Friday, October 11, 2013

Looking Back on the Journey

This week, I finished the revisions to the Orphans of Jadox, which has been quite an experience.  This draft has been an adventure, and I’ve been trying to figure out what exactly it was that made it such an emotional adventure.  I think in a large part, it had to do with the fact that I’ve started to interact and meet with other writers.  Having a community is an amazing boost when I suddenly start to wonder if what I’m thinking or experiencing is normal.  I’ve loved getting to know all of you!

When I finally finished, I really just sat there, overwhelmed by the feeling of finishing.  It was very different from any other time that I’ve done it.  First off, I had butterflies in my stomach for days because of the excitement, trepidation and everything in between.
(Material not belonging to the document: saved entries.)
PR #7332, opened 2019-05-30
[PT-2019] man digital hub as silver sponsor

eduardopiairo:
* man digital hub as silver sponsor


eduardopiairo:
It was a test that was wrongly committed. Already reset to the previous size.

PR #7394, opened 2019-06-07
[DC-2019] add STS as a gold sponsor

robbkidd:
👋 @nathenharvey @xzilla


robbkidd:
🚧 Need to add a Twitter handle to the sponsor data.

PR #7429, opened 2019-06-13
[NYC-2020] - adding nyc 2020

jaydestro:
Initial integration for New York City 2020 event.


mattstratton:
Pending email alias creation :)

MikeRosTX:
Pending on @jaydestro to send a list of NYC organizers to the core team.

bridgetkromhout:
I didn't see an email, but since it's the same as last year, minus three people, I just set it up like last year, removing those people.

PR #7431, opened 2019-06-13
[AMS2019] Add Indigo as wine sponsor

yvovandoorn:
There will be wine at a BBQ, add the sponsor.


MikeRosTX:
@yvovandoorn, when the **_indigo.yml_** in this PR is same as old one. In reality this PR is to replace Indigo's old logo with a new one. Since this is the case, please reference the following on replacing logos with new ones:  https://github.com/devopsdays/devopsdays-web/pull/503#issuecomment-223454015

yvovandoorn:
@MikeRosTX addressed the issue as they are different indigo's and different URLs (and updated company name).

Second off, I knew that it was the best I’d ever created.
My characters’ journey is over, at least for the time being.  But as they took their journey, I’ve taken one of my own, and I’ve spent the past few days looking at where I started. 
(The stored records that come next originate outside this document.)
PR #7454, opened 2019-06-17
[PRG-2020] Initial event info

a-vorobiev:
Initial info about Devopsdays Prague 2020 organizers.


MikeRosTX:
@a-vorobiev, we need you to send an email to infor@devopsdays.org and include a list of all the local organizers for Prague that has their full name and their email before we merge this PR.

PR #7468, opened 2019-06-19
Fix grammar for becoming a sponsor.

don-code:
Boston recently added an a-la-carte sponsorship type. The framework duly creates a grammatically incorrect "Become a a la carte sponsor" link on our page.

This change makes vowels form grammatically correct sentences. The solution is not perfect - it will screw up on things like "Become an one-day sponsor," but is generally more often correct than not.

Before:
Screenshot from 2019-06-19 01-41-44

After:
Screenshot from 2019-06-19 01-41-55


MikeRosTX:
Waiting on @mattstratton's approval.

PR #7470, opened 2019-06-19
[GAL-2019] Add Aspect as sponsor.

scanepa:
* New silver sponsor
* New sponsor logo


electrofelix:
Ah, I'm thinking that we shouldn't have changed the old logo file... sorry

PR #7478, opened 2019-06-20
[Columbus-2019] Updating sponsor to a different level, adding Organizer

kjenkins19:
Adding Jack Maher as an organizer. Ping on Slack to get his email to sign him up for Slack.


kmugrage:
@kjenkins19 please send his full name and email address to info@devopsdays.org so we can add him to Slack and the mailing lists. We try to avoid passing info on Slack since it's temporary.

PR #9343, opened 2020-02-10
Update Hugo to v0.64.1

mattstratton:
This seems to be okay on local testing, but we need to test the deploy preview prior to merging.


mattstratton:
I checked several events and a few specific pages (speaking, etc) that are special...it all seems fine to me!

PR #9352, opened 2020-02-10
[GDL-2020] Redis added as gold sponsor

blacked7:
Redis added as gold sponsor


MikeRosTX:
Already spoke to @blacked7 about updating sponsor logos to follow guidelines using the format of:
**_sponsor-before-yyyymmdd_**

image

PR #9356, opened 2020-02-11
SEA-2020 Adding speakers and program

harbinger55:
Add all accepted speakers for DoD Seattle 2020 and create the program


harbinger55:
premature PR

PR #9380, opened 2020-02-12
[EHV-2020] Add team member information

rgevaert:
Add Jos to organizers lists. Also moves me to the non local list. Add Joep his twitter.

Writing has always been an important part of my life.  I wrote my first novel in high school.  (After a numerous amount of unfinished first chapters and half-novels).  At that point, I was convinced everything I’d written was gold.  I remember asking my dad to read something I’d written and getting offended when he offered suggestions on how to fix it.  Editing and revising were probably the furthest things from my mind.

But when I started college, I put it away.  I thought I had to grow up.  I went out and lived life to the fullest.  I studied in a foreign country for two years, learned a new language, made new friends, met a wonderful man and got married.  But that didn’t mean my life was perfect.  In fact, a few months after marriage, we ran into several difficulties that pulled me down.  I was depressed, stressed and having panic attacks at least once a week.  Goals that I’d always had – education, career, family – seemed almost impossible. 

It was at that time that I found my writing notebook.  And that inexplicable need to write was the only thing that kept me going.  I had to escape what I was experiencing, and writing was the portal. I could live vicariously through my characters’ lives and experience their triumphs with them.  For six months, I meticulously went through my novel.  After living so much more of life, I saw it through a different light.  I saw the errors, how flat my characters were.  I rewrote it, even changing it from 1st to 3rd person. 

Then, as if by chance, I met my first beta online.  I sent her my first chapter and she tore it apart and made me cry.  And that’s when the magic started to happen.  After a few weeks, I realized that I was a writer.  I had the chance to prove that what I was doing was worthwhile.  And the only way to do that is to accept criticism, build on it and learn where my weaknesses lie. 

Only after I realized what writing really was – hard work and dedication – did the burst of creativity happen.  I may take my time to put myself out there, but I’ve never regretted it.  Just like my characters, I needed to stumble and fail before I could rise to the challenge.  I needed something to fight for. 


Reading through my first draft of the Orphans of Jadox, I’m really struck by how much has changed in the past two years since I wrote it.  And I’m so grateful for those who’ve helped me in this journey.  For all of those who rooted for me, and even those who tried to put me down, I want to say thank you.  I couldn’t do this alone.